Determine which categories (`Product_Category`), by `Product_Line` have the
***median*** highest `Price`.
Assign the (string) name of these categories to their respective variables
`priciest_category_cat` & `priciest_category_dog`.

In [None]:
# Your code here

# Group by 'Product_Line' and 'Product_Category', and then calculate the median of 'Price'
median_prices = df.groupby(['Product_Line', 'Product_Category'])['Price'].median()

# Find the category with the highest median price for each 'Product_Line'
priciest_categories = median_prices.groupby('Product_Line').idxmax()
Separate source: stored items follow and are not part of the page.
PR #5933, opened 2019-05-07
Official ds3 driver support

RipleyTom:
Some people have brought to my attention that there is an official DS3 driver supported by steam that is shipped with the ps now installer.
The pad handler now works with it(scrapped the previous version so you'll have to change driver again if you used the winusb driver, sorry but it does seem to be the optimal solution for ds3 users).

PR #8800, opened 2020-08-29
Improve pad support

SEt-t:
Two improvements in pad support:

1) Current DS3 code never worked for my original but quite old (made in 2011) DualShock3 in Win7.

It might be an issue with different OS as the same problem was mentioned here: in https://github.com/RPCS3/rpcs3/pull/5933#issuecomment-490246840

In my system Sony's driver (from the wiki's link) doesn't respond at all to Report ID 0xF2 but I can get exactly the same info from Report ID 0. The proposed code adds fallback to ID 0 if ID 0xF2 failed.

2) It's possible to transparently add support for getting accel/gyro data over SCP interface.
It also requires corresponding change in XInput1_3.dll to send the new data, but old one will continue to work and won't break.


rpcs3/Input/xinput_pad_handler.cpp
```diff
@@ -419,7 +419,7 @@ PadHandlerBase::connection xinput_pad_handler::update_connection(const std::shar
 		return connection::disconnected;
 
 	dev->state = ERROR_NOT_CONNECTED;
-	dev->state_scp = {};
+	dev->state_scp = {.SCP_ACCEL_Y = -0.21875f};
```
Megamouse, line 422: what exactly is this value?
And why is it defaulted here

SEt-t: Most values in default state in SCP are represented as 0.0, which corresponds to 512 for accelerometers. Y accelerometer in "neutral" state reads as 400 on my pad, which corresponds to -0.21875 SCP.

It's defaulted here so if SCP interface uses unmodified XInput1_3.dll then fields SCP_ACCEL/GYRO won't be changed and "neutral" state is transparently returned for accelerometers.

Megamouse: The default is 399 based on all other code.
And you should add a comment for that at least.

I imagine this wouldn't be an issue if this accelerometer support could be checked somehow in your modified version.
You could just skip the assignment if it wasn't supported.

Megamouse:
hmm I think something went wrong here...

rpcs3/Input/xinput_pad_handler.cpp
```diff
@@ -450,6 +453,15 @@ void xinput_pad_handler::get_extended_info(const std::shared_ptr<PadDevice>& dev
...
 	pad->m_battery_level = pad->m_cable_state ? BATTERY_LEVEL_FULL : battery_info.BatteryLevel;
+
+	SCP_DS3_ACCEL sensors;
+	if (xinputGetCustomData && xinputGetCustomData(dev->deviceNumber, 0, &sensors) == ERROR_SUCCESS)
+	{
+		pad->m_sensors[0].m_value = sensors.SCP_ACCEL_X;
+		pad->m_sensors[1].m_value = sensors.SCP_ACCEL_Y;
+		pad->m_sensors[2].m_value = sensors.SCP_ACCEL_Z;
+		pad->m_sensors[3].m_value = sensors.SCP_GYRO;
+	}
```
Megamouse, line 464:
```suggestion
	if (xinputGetCustomData)
	{
		SCP_DS3_ACCEL sensors;
		if (xinputGetCustomData(dev->deviceNumber, 0, &sensors) == ERROR_SUCCESS)
		{
			pad->m_sensors[0].m_value = sensors.SCP_ACCEL_X;
			pad->m_sensors[1].m_value = sensors.SCP_ACCEL_Y;
			pad->m_sensors[2].m_value = sensors.SCP_ACCEL_Z;
			pad->m_sensors[3].m_value = sensors.SCP_GYRO;
		}
	}
```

# Extract the category names and assign them to the variables
priciest_category_cat = priciest_categories.loc['cat'][1]
priciest_category_dog = priciest_categories.loc['dog'][1]

#video answer

#priciest_category_dog = (
#    df[df.Product_Line == 'dog']
#    .groupby(['Product_Category'])
#    .Price
#    .agg('median')
#    .sort_values(
#        ascending=False,  # Make the most the first value
#    )
#    .index[0]  # Get the name of the category
#)
#
#priciest_category_cat = (
#    df[df.Product_Line == 'cat']
#    .groupby(['Product_Category'])
#    .Price
#    .agg('median')
#    .sort_values(
#        ascending=False,  # Make the most the first value
#    )
#    .index[0]  # Get the name of the category
#)


## Modeling

This is the point of the framework where we'd work on modeling with our data.
However, in this activity, we're going to move straight to interpretting.

## Interpret

You will interpret the data based on what you found so far. It's important that
you follow the directions as stated. Doing more or less than what is asked might
lead to not getting full points for the question.


------

Note that the DataFrame loaded for this section (in the below cell) is the same
as the data you used in the [Explore](#explore) section.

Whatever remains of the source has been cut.